Welcome to Rice Cookers 101! Today, we will be transporting your taste buds to the vibrant cuisine of Peru with our delicious Peruvian Asparagus Rice recipe. This easy-to-follow recipe combines the subtle flavors of rice with the freshness of asparagus, the zest of lime, and a pinch of spice to create a delightful dish that is sure to please. Whether you’re cooking for your family or impressing guests at a dinner party, this recipe is a perfect addition to your rice cooker repertoire. So, grab your ingredients and let’s get started!
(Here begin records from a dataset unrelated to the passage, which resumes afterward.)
PR #865, opened 2026-05-21
Improvements for the glfw backend

Carboxide68:
Added support for cursors, made `pollEventsTimeout` correct and fixed bug with modifier presses not registered correctly.


david-vanderson:

Carboxide68:
I've had these fixes lying around for a while, so I decided to just create a pull-request for them. Don't have time right now to look for more issues so it's safe to merge this as-is.

PR #869, opened 2026-05-25
Make suggestions close on loss of focus

Carboxide68:
Makes it so that suggestion dropdowns on textboxes close on loss of focus. We might want to make this an option, but it's in my opinion the obvious default since there is no other way to close the dropdown with your mouse at present, without choosing an option from the dropdown.


david-vanderson:
Thank you!

PR #876, opened 2026-05-25
Update wio

squidy239:
This updates wio to the latest version. I tested this with `zig build wio-app`.  I also removed a few unnecessary casts that now coerce.


david-vanderson:
Thank you!

PR #877, opened 2026-05-25
fixup! sdl backend refactor : extract sdl2 scale guessing

Yinameah:
Missed two return error path hidden (from me) behind `os.tag == .windows` conditional.


david-vanderson:
Great!  For stuff like this feel free to merge or commit directly.  Thanks!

We’ve made this peruvian asparagus rice recipe easy to follow 👨🍳. If you’re looking for our favorite rice cookers to make this recipe, check out our list of top rice cookers here.
Ingredients
- 1 cup of long-grain rice
- 2 cups of water
- 1 teaspoon of salt
- 1 bunch of asparagus, trimmed and chopped into small pieces
- 2 tablespoons of olive oil
- 1 onion, chopped
- 2 garlic cloves, minced
- 1 tablespoon of chopped fresh cilantro
- 1 tablespoon of chopped fresh parsley
Instructions
- Rinse 1 cup long-grain rice under cold water in a fine mesh strainer and soak it for 30 minutes to an hour.
- In a pot, bring 2 cups of water and 1 teaspoon of salt to a boil. Add the rice and stir gently. Then reduce heat to a low simmer and cook lightly covered for 20 minutes.
- While the rice is cooking, heat 2 tablespoons of olive oil in a pan over medium heat and sauté 1 chopped onion for 3 minutes until they become translucent.
- Add 2 minced garlic cloves and 1 bunch of small chopped asparagus into the pan. Cover and cook for 5 minutes until the asparagus is tender.
- When the rice is done, add the cooked asparagus mixture, 1 tablespoon of chopped fresh cilantro, and 1 tablespoon of chopped fresh parsley. Gently stir until all ingredients are combined.
- Serve hot and enjoy your Peruvian Asparagus Rice!
How long does peruvian asparagus rice last in the fridge?
Peruvian Asparagus Rice can generally be stored in the fridge for up to four days after cooking. It is essential to store leftover rice in an airtight container to prevent moisture buildup and the growth of bacteria. Before storing, allow the rice to cool to room temperature and divide it into small portions. To reheat, sprinkle some water on the rice and microwave for a couple of minutes, or heat it in a saucepan with a little oil or butter. Avoid reheating the rice multiple times as this may cause it to dry out and lose its texture. It is best to consume the rice within two days of cooking for optimal freshness and flavor.
Low calorie peruvian asparagus rice recipe substitutions
To make this recipe lower in calories, there are a few substitutions you could make. Instead of using long-grain rice, you could switch to a lower calorie rice such as brown rice or quinoa. You could also reduce the amount of oil used by halving the suggested amount, or using a spray oil instead. Additionally, you could reduce the amount of salt used to cut down on sodium intake. Finally, you could opt for lighter herbs such as basil or chives instead of parsley and cilantro, or omit them altogether. These adjustments would help make the recipe lower in overall calories and healthier overall.
What to serve with a peruvian asparagus rice?
Peruvian asparagus rice pairs well with a variety of proteins such as grilled chicken or fish. You can also add a side of roasted vegetables such as zucchini, cherry tomatoes, or cauliflower to add a delicious touch of freshness and color. To complement the dish even further, consider serving a flavorful Peruvian sauce like huacatay or ají amarillo on the side. Finally, a refreshing Peruvian drink like chicha morada or maracuyá (passion fruit) juice would be an excellent addition to complete this authentic South American meal.
Whats the best sauce for a peruvian asparagus rice?
The best sauce for Peruvian asparagus rice is Aji Verde, a spicy and creamy sauce made with jalapenos, cilantro, garlic, and mayonnaise. The sauce complements the fresh and earthy flavors of asparagus in the rice and adds a kick of spice that balances out the richness of the dish. To make Aji Verde, blend together 2-3 seeded jalapenos, 1/2 cup of chopped fresh cilantro, 2 minced garlic cloves, 1/2 cup of mayonnaise, 1/4 cup of sour cream, and 1 tablespoon of lime juice until smooth. Serve the sauce on the side or drizzle it over the rice.
Peruvian asparagus rice health benefits
Peruvian asparagus rice provides several health benefits. Asparagus is a nutrient-rich vegetable that is low in calories and high in fiber, vitamins, and antioxidants. It contains high levels of folate which is essential for pregnant women. Rice provides carbohydrates which are important for energy, and it is a good source of essential minerals such as magnesium, selenium, and manganese. Additionally, this dish is a healthier alternative to traditional rice dishes as it uses low-sodium chicken broth instead of oil or butter. If you would like an even healthier option, you may want to try a dish that includes quinoa or roasted vegetables.